Les questions de politique économique, c’est-à-dire les interactions entre les autorités publiques et les agents privés, ont connu un profond renouvellement vers la fin des années 1970 avec les travaux sur la crédibilité et la cohérence temporelle. Un renouveau qui fera la part belle à la théorie des jeux.
THÉORIE DES JEUX
La théorie de la cohérence temporelle est une remise en cause de la conception traditionnelle de la politique économique. Si elle s’inscrit dans le cadre de l’équilibre général et fait donc suite aux travaux de Friedman et de Lucas, elle constitue une étape supplémentaire dans la réfutation de la politique de stabilisation keynésienne.

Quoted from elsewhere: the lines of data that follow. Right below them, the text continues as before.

PR #2458, opened 2014-11-19
Add save hex option and update Sketch menu 

championswimmer:
* Have "Save Hex" option (with Ctrl + Shift + R as well)
 * Move Upload and Upload w/ Programmer into Sketch menu
   as they are functions of sketch and not file technically


championswimmer:
@ffissore , @cmaglie 

refactored on new 1.6 code and pushed here 
https://github.com/arduino/Arduino/pull/2567

Also uses java to copy file, instead of pattern

cmaglie:
Closing in favor of #2567.

PR #2469, opened 2014-11-24
Add USB Serial Port Callbacks

embmicro:
These edits allow the functions lineCodingEvent and lineStateEvent to be used in sketches to know when the virtual serial port's control lines or baud rate changes.

They are needed for creating sketches that act as a USB->Serial Port interface or interfacing with software that uses these signals as controls.

They were originally authored by Peter Van Hoyweghen http://petervanhoyweghen.wordpress.com/2012/11/08/using-the-leonardo-as-usb-to-serial-converter/


NicoHood:
A similar implementation can be found here:
https://github.com/NicoHood/HID

PaulStoffregen:
I would advise caution when considering interrupt callbacks.

Such callbacks are seductive, since they promise very immediate response, and because they're so easy to implement.

But exposing end users to interrupt context should be avoided, if possible.  Interrupt context is a nightmare of thorny programming, requiring very careful design to properly share any data with other parts of the code that aren't interrupt based.  Even experts often get it wrong.  Bugs tend to be subtle and almost impossible to diagnose.

A good portion of the Arduino API also isn't safe to use from interrupt context.

NicoHood:
This may be closed with the new API now.

cmaglie:
Fixed with #3343.

Issue #2198, opened 2014-07-20
Due bug: Cannot use pin as digital after analogRead


trickedj:
Once a pin has been used by analogRead it cannot be returned to digital use with pinMode(xxxx, OUTPUT) because analogRead only frees up the pin when another channel is read. pinMode needs to check if the pin is currently selected for the ADC and if so free it up.

A work around is to free up the pin by selecting a spare with analogRead

I discovered this while porting (from a Uno to Due) a TFT+touchpanel screen which shares digital TFT functions with raw touchpanel resistors.

facchinm:
I've added some thoughts and code on https://groups.google.com/a/arduino.cc/forum/#!topic/developers/IdhTIT0V5GY ,
I'd be very glad to have some discussion before committing any fix :wink:

facchinm:
Solved by #3524

PR #2486, opened 2014-12-05
this closes issue #2198

agdl:
In this way the problem doesn't subsist any more because  pinMode checks if pin is digital and if so disable ADC when pin is declared as OUTPUT and enable it if declared as INPUT


ffissore:
@ArduinoBot build this please

facchinm:
some thoughts and tests here https://groups.google.com/a/arduino.cc/forum/#!topic/developers/IdhTIT0V5GY

facchinm:
Closing because the solution has the side effect to break digitalRead() on analog pins.
Discussion on the fix continues in the mailing list

PR #2490, opened 2014-12-09
Fixed duplicate definitions of File when using SD and Bridge libraries together

cmaglie:
The two `File` classes have been enclosed into different namespaces.

An additional:

```C++
using namespace xxxxx;
```

has been added to guarantee compatibility with sketches that uses only one of
the two libraries.

`BridgeLib::File` and `SDLib::File` classes have been aliased to `YunFile` and `SDFile` respectively,
users are encouraged to use that instead of `File`.


ffissore:
@ArduinoBot build this please

cmaglie:
Manually merged.

PR #2500, opened 2014-12-15
Bugfix DNSClient::getHostByName()

jhorck:
I found a bug in DNSClient::getHostByName() and fixed it. 

I'm trying to connect to a local server, called 'htpc'. The hostname is resolved by DNSClient::getHostByName(). The first thing this function does is "See if it's a numeric IP address" by calling inet_aton(). It returns falsely 1 (=yes, it's a numeric IP address) for hostname 'htpc'

For most (longer) hostnames it will accidentally return 0. This is probably why it hasn't been discovered before. 

- valid IP address digits have to be >= 0 AND <= 9
- valid IP addresses must have 4 segments

### DIFF
--- a/libraries/Ethernet/src/Dns.cpp
+++ b/libraries/Ethernet/src/Dns.cpp
@@ -60,7 +60,7 @@ int DNSClient::inet_aton(const char* aIPAddrString, IPAddress& aResult)
     // See if we've been given a valid IP address
     const char* p =aIPAddrString;
     while (*p &&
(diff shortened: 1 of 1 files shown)


cmaglie:
@jhorck 
thanks for the patch!

This PR is a good fix for your use case, but there are other parsing problems.
I come with another solution in #3780, If you're still interested please follow up there.

(closing as superseded by #3780)

PR #2511, opened 2014-12-24
Transmit interrupt for UART and USART. Merge UART/USART

collin80:
Increased ringbuffer size to 128 for the Due. 

Merged UARTClass and USARTClass as much as possible to keep duplicate code to a minimum.

Implemented interrupt driven transmission over all hardware serial ports.

### DIFF
--- a/hardware/arduino/sam/cores/arduino/RingBuffer.cpp
+++ b/hardware/arduino/sam/cores/arduino/RingBuffer.cpp
@@ -21,7 +21,7 @@
 
 RingBuffer::RingBuffer( void )
 {
-    memset( _aucBuffer, 0, SERIAL_BUFFER_SIZE ) ;
+    memset( (void *)_aucBuffer, 0, SERIAL_BUFFER_SIZE ) ;
     _iHead=0 ;
     _iTail=0 ;
 }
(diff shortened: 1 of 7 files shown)


MorganSandercock:
Is UARTClass::flush() correct? This looks like it waits until the hardware 1-byte buffer is empty. It doesn't look at the ringbufffer. Can it see this empty before the interrupt or will the interrupt always be able to fill the ringbuffer into the transmit register without making it look empty?

mikaelpatel:
Great job extracting the ring buffer from the hardware serial driver. In Cosa I implemented something similar and added a twist. 

First Cosa IOBuffer as I call the ring buffer (https://github.com/mikaelpatel/Cosa/blob/master/cores/cosa/Cosa/IOBuffer.hh) is a template class which allows a more flexible configuration. Second the class implements the IOStream::Device interface which allow it to be used as a stream as well. The UART code becomes really easy. https://github.com/mikaelpatel/Cosa/blob/master/cores/cosa/Cosa/IOStream/Driver/UART.hh. This actually hides a lot of variability and complexity. 

Cheers!

collin80:
It's not worth the risk. I think that flush does need to explicitly ensure
that the TX buffer is fully flushed. I've moved around code in the end
method and placed the TX buffer check in flush. This should make things
work properly.

cmaglie:
Thanks!

I see that you defined some USART methods that simply calls the corresponding method of the base UART class, so I've removed them:
https://github.com/arduino/Arduino/commit/37ea166e1999e57eee6835786d3310c7ef8f2ec3

The class hierarchy should do exactly the same right?
(I've left only the begin method because I need it in another pull request that is coming...)

C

L’idée de Keynes était que la demande globale est à l’origine des fluctuations économiques et qu’il convient donc, pour atteindre un équilibre, de stabiliser la demande. Ce renouvellement va se faire en deux étapes, via deux articles, publiés en 1977 et en 1982. L’idée du premier article est que l’outil qui permet de gouverner n’est pas, comme on le croyait jusqu’alors, la théorie du contrôle optimal, mais bien les concepts d’équilibre développés en théorie des jeux. Le second article cherche, lui, à fournir une explication générale aux fluctuations économiques. Le point de vue développé va alors servir de base à l’analyse moderne des cycles socio-économiques.
KYDLAND ET PRESCOTT
On doit la théorie de la cohérence temporelle à l’économiste norvégien Finn Kydland et à l’Américain Edward Prescott. Leurs travaux seront récompensés en 2004 par le prix Nobel d’économie. Dans leurs travaux, les deux économistes mettent l’accent sur la rationalité des comportements et des anticipations des agents. Dans un premier temps, ils énoncent, en suivant une intuition de Friedman selon laquelle une règle domine la discrétion, leur principe de cohérence temporelle. Ainsi, les agents privés ne peuvent pas être considérés comme passifs face aux politiques économiques. Au contraire, ils remontent aux objectifs propres des autorités et seules les politiques restant compatibles avec ces objectifs sont jugées crédibles ou temporellement cohérentes. Ce sont ces politiques, et elles seules, qui seront alors prises en compte dans le processus de formation des anticipations des agents privés. Les autorités doivent ainsi chercher à éviter les effets pervers des stratégies non coopératives.
UNE QUESTION DE COHÉRENCE
L’idée qui se cache derrière le concept de cohérence temporelle, formalisée par Kydland et Prescott, est qu’il est possible qu’un même agent ne soit pas cohérent dans ses choix au cours du temps, même s’il est rationnel. Afin d’illustrer cette question de la cohérence temporelle, considérons l’exemple d’un agent économique, une banque centrale par exemple, qui annonce la politique qu’elle envisage de mener pour les périodes à venir. Si cette annonce est jugée, au moins partiellement, crédible ou temporellement
cohérente par les agents du secteur privé, ces derniers vont alors former des anticipations influencées par cette annonce et prendre des décisions, également influencées, au cours de la période de l’annonce. Dès lors, ces décisions ne seront pas affectées par les politiques économiques qui seront effectivement menées au cours des périodes suivantes. Ainsi, les décisions qui sont optimales à une date donnée ne sont pas celles, généralement, que l’on prévoyait de prendre dans le passé.
POLITIQUE MONÉTAIRE
Dans leur article originel, Kydland et Prescott illustrent la crédibilité de la politique économique avec l’exemple de la politique monétaire. Ils considèrent que l’État, représenté par une banque centrale, contrôle le taux d’inflation et fait face aux salariés du secteur privé. L’économie se résume ici au dilemme inflation-chômage, c’est-à-dire à une courbe de Phillips. La structure du jeu est alors la suivante. Au début de la période, la banque centrale annonce le taux d’inflation qu’elle réalisera, ce qui influencera les anticipations d’inflation des agents privés, puis elle décidera effectivement, au cours de la période, du taux d’inflation en minimisant sa fonction de perte et en prenant en compte les anticipations des agents privés. Kydland et Prescott montrent alors qu’une politique d’engagement de l’autorité publique à pratiquer une inflation nulle n’est pas la solution du jeu entre l’autorité publique et les agents privés, car cette politique n’est pas cohérente temporellement.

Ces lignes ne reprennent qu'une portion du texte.